Langfristig kommt kein Verein, keine Nationalmannschaft ohne die Förderung des eigenen Nachwuchses aus. Besonders wenn es um die Verantwortungsträger von morgen geht. Die aktuellen Führungskräfte des Berliner Werkes wählen daher regelmäßig eine Hand voll Mitarbeiter aus, die an einem speziellen Programm zur Förderung von zukünftigen Verantwortungsträgern teilnehmen können. Es handelt sich dabei um junge Mitarbeiter zwischen 20 und 40, in denen das Potential erkannt wird, mittel- oder langfristig Führungsaufgaben zu übernehmen. Diese Schulungen sind dabei weniger auf reines Methodentraining ausgerichtet, als vielmehr auf die persönliche, individuelle Entwicklung und einer im menschlichen Charakter begründeten Führungskompetenz. In Einzel-Coachings können die jungen Mitarbeiter darüber nachdenken, wie und wo sie sich selbst sehen und ein Gefühl dafür bekommen, wo sie am besten ansetzen, um ihre Entwicklung weiter zu treiben. In Selbstreflexion sollen eigene Potentiale erkannt werden, bei Präsentationsmodulen zeigt sich, wie mit Stress umgegangen wird. Am Ende des Prozesses soll eine Einschätzung abgegeben werden können, ob der betreffende Mitarbeiter sich als Führungskraft in der Zukunft eignen könnte.

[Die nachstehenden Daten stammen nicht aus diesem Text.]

PR #4202, opened 2024-08-28
PI-2457: Added mappa endpoint to MPC

pmcphee77:


projects/manage-pom-cases-and-delius/src/main/kotlin/uk/gov/justice/digital/hmpps/integrations/delius/person/entity/registration/entity/Registration.kt
```diff
@@ -88,6 +109,16 @@ interface RegistrationRepository : JpaRepository<Registration, Long> {
...
     )
     fun hasVloAssigned(personId: Long): Boolean
+
+    @Query(
+        "select registration from Registration registration " +
+            "where registration.type.code = 'MAPP' " +
+            "and registration.person.id = :offenderId " +
+            "and registration.softDeleted = false " +
+            "and registration.deRegistered = false " +
+            "order by registration.createdDatetime desc"
```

In Weiterbildung weiterbilden
Die Mannschaft hat inzwischen viele Stadien durchlaufen. Wir erinnern uns: Anfangs werden die gleichen Grundlagen geschaffen. Jeder Spieler braucht eine ausdauernde Kondition und Ballgefühl; die Mannschaftsphilosophie und der Spielstil wird geklärt. Dann geht es an die technischen Einzeltrainings, die auf die speziellen Aufgaben abgestimmt sind. Wieder im Team werden gemeinsame Spielzüge erlernt und geübt. Die Kommunikation untereinander wird abgestimmt, der Teamgeist beschworen. Der einzelne Spieler reflektiert sein Spielverhalten und kann spezielle Trainingseinheiten fordern. Der Mannschaftskapitän trainiert, Verantwortung zu übernehmen; allgemeine Spielgrundsätze werden geklärt und früh genug wird an Nachwuchsförderung gedacht. Inzwischen sollte deutlich geworden sein, dass der differenzierte Vergleich mit dem Fußballtraining ein Bewusstsein für die vielfältigen Anforderungen an Weiterbildungs- und Qualifizierungsmaßnahmen schaffen kann. Lernprozesse setzen in einem Spannungsfeld an u. müssen zu allen Seiten ausgerichtet sein. Knorr-Bremse Berlin versucht, diesen Ansprüchen durch ein vielfältiges Angebot gerecht zu werden. Doch auch hier gilt: Das System der Weiterbildung und Qualifizierung ist einer ständigen Veränderung unterworfen. Auch die Lehrenden müssen fortwährend dazulernen. Weiterbildungsprogramme selbst sind stets anzupassen und zu verbessern, nur so kann dauerhaft in der Spitzenklasse gespielt werden. Und letztendlich gibt es doch noch einen beruhigenden Unterschied zum Spiel mit dem runden Leder: Es entscheidet sich nicht nur in neunzig Minuten, wer der Beste ist - und öfter als nur alle vier Jahre.